School of Cyber Security, Changchun University, Changchun 130022, China.
School of Computer Science and Technology, Changchun University, Changchun 130022, China.
Sensors (Basel). 2022 Jul 25;22(15):5528. doi: 10.3390/s22155528.
With the wide application of social media, public opinion analysis in social networks has been unable to be met through text alone because the existing public opinion information includes data information of various modalities, such as voice, text, and facial expressions. Therefore multi-modal emotion analysis is the current focus of public opinion analysis. In addition, multi-modal emotion recognition of speech is an important factor restricting the multi-modal emotion analysis. In this paper, the emotion feature retrieval method for speech is firstly explored and the processing method of sample disequilibrium data is then analyzed. By comparing and studying the different feature fusion methods of text and speech, respectively, the multi-modal feature fusion method for sample disequilibrium data is proposed to realize multi-modal emotion recognition. Experiments are performed using two publicly available datasets (IEMOCAP and MELD), which shows that processing multi-modality data through this method can obtain good fine-grained emotion recognition results, laying a foundation for subsequent social public opinion analysis.

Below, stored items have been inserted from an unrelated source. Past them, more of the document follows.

PR #1330, opened 2022-09-02
Fix Amount and vault select fields alignment in distribution form

sshmm:
## Motivation and Context

Fields were not aligned in horizontal axis in Distribution Form
image

## Description
1-  remove baseline alignment as it was causing the fields to be not aligned correctly

## Test and Deployment Plan
1- Go to Distribution Page and check the alignments of Covault and amount fields

image
image

### DIFF
--- a/src/pages/DistributionsPage/DistributionForm.tsx
+++ b/src/pages/DistributionsPage/DistributionForm.tsx
@@ -376,7 +376,7 @@ export function DistributionForm({
           <Text h2 css={headerStyle}>
             Gift Circle
           </Text>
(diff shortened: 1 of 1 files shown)


wingfeatherwave (approved):
I haven't been able to reproduce this bug in `main`.  when is it that they are out of alignment?  I added the align baseline for scenarios in which the available number caused the label to wrap to two lines.  But now that we are using "avail." instead of "available" the issue doesn't really come up.  so I'll approve and merge, and we can revisit if we need two-line labels later"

随着社交媒体的广泛应用,仅通过文本进行网络社交舆情分析已经无法满足需求,因为现有的舆情信息包含了语音、文本和表情等多种模态的数据信息。因此,多模态情感分析是当前舆情分析的重点。此外,语音的多模态情感识别是制约多模态情感分析的一个重要因素。本文首先探索了语音的情感特征检索方法,然后分析了样本不平衡数据的处理方法。通过分别比较和研究文本和语音的不同特征融合方法,提出了一种用于样本不平衡数据的多模态特征融合方法,以实现多模态情感识别。实验分别使用了两个公开可用的数据集(IEMOCAP 和 MELD),结果表明,通过这种方法处理多模态数据可以获得良好的细粒度情感识别结果,为后续的社会舆情分析奠定了基础。